# Satori in stock at Attitude



## Hackerman (Sep 17, 2014)

As of today, Attitude has Satori in stock. Mine shipped out today.

Just FYI because I know how everyone here loves Satori.

Hopefully, I will join that club soon.


----------



## Rosebud (Sep 17, 2014)

Congrats, love me some satori.


----------



## Locked (Sep 17, 2014)

Thanks for the heads up...those that want to try it should order some beans soon, as we all know they go out of stock quickly.


----------



## Hackerman (Sep 26, 2014)

Well, apparently US Customs was out of Satori too because they took mine 

Got the empty, ransacked package today. Hopefully, Attitude will resend, quickly.


----------



## DeepfriedNugs (Sep 26, 2014)

Hackerman said:


> Well, apparently US Customs was out of Satori too because they took mine
> 
> Got the empty, ransacked package today. Hopefully, Attitude will resend, quickly.
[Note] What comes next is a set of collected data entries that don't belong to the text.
PR #8749, opened 2020-03-15
Update bazel rules

rifelpet:
* https://github.com/bazelbuild/bazel-gazelle/releases
* https://github.com/bazelbuild/rules_docker/releases

### DIFF
--- a/WORKSPACE
+++ b/WORKSPACE
@@ -7,19 +7,19 @@ load("@bazel_tools//tools/build_defs/repo:git.bzl", "git_repository")
 http_archive(
     name = "io_bazel_rules_go",
     urls = [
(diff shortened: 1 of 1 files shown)


rifelpet:
looks like we're still on [bazel 0.28.1](https://github.com/kubernetes/test-infra/blob/a0cadb92a2b48f5bbff706038ab709c9413002be/images/kubekins-e2e/variants.yaml#L6) but the latest versions of these rules requires a more recent version. I'll try to determine the latest version of the rules that can still work with bazel 0.28.1.

I'm not sure what the upgrade plan for bazel is given that we share the kubekins-e2e image with many other projects, and there is discussion of removing bazel from k/k entirely.

rifelpet:
ifconfig.co issues...
/retest

PR #8750, opened 2020-03-15
Use etcd-manager for the cilium etcd cluster

olemarkus:
This will use etcd-manager to handle the cilium etcd kvstore instead of using cilium-etcd-operator.
Just brute-forced my way until it worked, so it still needs some cleanup. But have a look if there are any concerns with this approach.

cc @johngmyers


hakman:
I think it is a good time to create a  `nodeup/pkg/model/networking/` dir, or at least prepend the file name with "networking".

olemarkus:
I wouldn't do that as part of this PR, but if this one goes in, I can do a follow-up creating that dir.

johngmyers:
How does this interact with legacy etcd mode? Do we need to add a validation to prevent this combination?

olemarkus:
Yeah. We need to ensure that the cilium etcd cluster is using etcd-manager. I will add some validation on that.

olemarkus:
@justinsb anything you think needs to be changed in this MR?

nodeup/pkg/model/cilium.go
```diff
@@ -0,0 +1,197 @@
...
+
+	humanName := dir + "/" + name
+	privateKey, err := pkiutil.NewPrivateKey()
+	if err != nil {
+		return fmt.Errorf("unable to create private key %q: %v", humanName, err)
+	}
+	privateKeyBytes := pkiutil.EncodePrivateKeyPEM(privateKey)
+
+	certConfig := &certutil.Config{
+		CommonName: "kube-apiserver",
```
rifelpet, line 166: looks like a copy/paste from [etcd_manager_tls.go](https://github.com/kubernetes/kops/blob/master/nodeup/pkg/model/etcd_manager_tls.go), should this cert have a different CN?

pkg/model/firewall.go
```diff
@@ -240,6 +240,7 @@ func (b *FirewallModelBuilder) applyNodeToMasterBlockSpecificPorts(c *fi.ModelBu
 	// Don't allow nodes to access etcd peer port
 	tcpBlocked[2380] = true
 	tcpBlocked[2381] = true
+	tcpBlocked[2382] = true
```
rifelpet, line 243: Could we conditionally block this port only if the cluster is using the etcd managed cilium? that would remove the security group changes being reported for clusters that don't use etcd-managed cilium which might be preferable. 

There are other CNIs conditionally blocking ports below, so it might be wise to do that in this case as well.

rifelpet:
Thanks for the additional tests! the new integration tests confirm the security group rule change is only present if cilium etcdManaged is enabled.

/approve
/lgtm

PR #8751, opened 2020-03-15
Fix template for kube-router v0.4.0 #2

hakman:
Followup of #8742. This time works on my test cluster also.


rifelpet:
for reference, the kubeconfig file being mounted is defined [here](https://github.com/kubernetes/kops/blob/af4df08b694e2a1f8814a7b3649060477be67c86/nodeup/pkg/model/kube_router.go)

/lgtm
/approve

hakman:
> for reference, the kubeconfig file being mounted is defined [here](https://github.com/kubernetes/kops/blob/af4df08b694e2a1f8814a7b3649060477be67c86/nodeup/pkg/model/kube_router.go)

Yes, just noticed that it was the main issue :).

PR #8753, opened 2020-03-15
Deprecate the route53-mapper addon

rifelpet:
ref: #8732 

I wanted to update the kubectl apply URLs to not use master but we'd want to wait until a stable release includes #8732 or a cherry-pick of it before referencing something besides master.


johngmyers:
Do we want to set a kops version when we'll remove it?

This brings up another topic: of the non-bootstrap addons, only prometheus-operator, metrics-server, ingress-citrix, and cluster-autoscaler have had their manifests updated in the last year. Perhaps we should deprecate some or all of the remaining non-bootstrap addons?

PR #8757, opened 2020-03-16
Update lyft CNI to 0.6.0

maruina:
This PR updates the lyft CNI to the latest version, which:

- Use the AWS API to retrieve instance network limits. This mean we can know use **any** instance type.
- Add IP allocation batching

~Marked as WIP because we want to test it first.~
As @gjtempleton said, we tested it and it's working as expected.


gjtempleton:
Can confirm that this works once the extra IAM permission is added.

PR #8758, opened 2020-03-16
Add LaunchTemplate integration tests

hakman:
Launch templates should replace launch configurations for AWS configs in a future release. More and more fixes are added to make launch templates production ready. Having integration tests should help tracking the effects of these changes.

This is why I haven't pulled the trigger on ordering yet. 

Is this a common thing? 

Is there any way to get some good beans otherwise?


----------



## Dman1234 (Sep 26, 2014)

Do to an error i made at one of my OD plots i will be in the possession of several hundred Satori Seeds in the next few weeks. I missed a male!!! And he did his thing.


----------



## DeepfriedNugs (Sep 26, 2014)

Dman1234 said:


> Do to an error i made at one of my OD plots i will be in the possession of several hundred Satori Seeds in the next few weeks. I missed a male!!! And he did his thing.



How do I get in on that? Lol


----------



## 000StankDank000 (Dec 6, 2014)

Dman1234 said:


> Do to an error i made at one of my OD plots i will be in the possession of several hundred Satori Seeds in the next few weeks. I missed a male!!! And he did his thing.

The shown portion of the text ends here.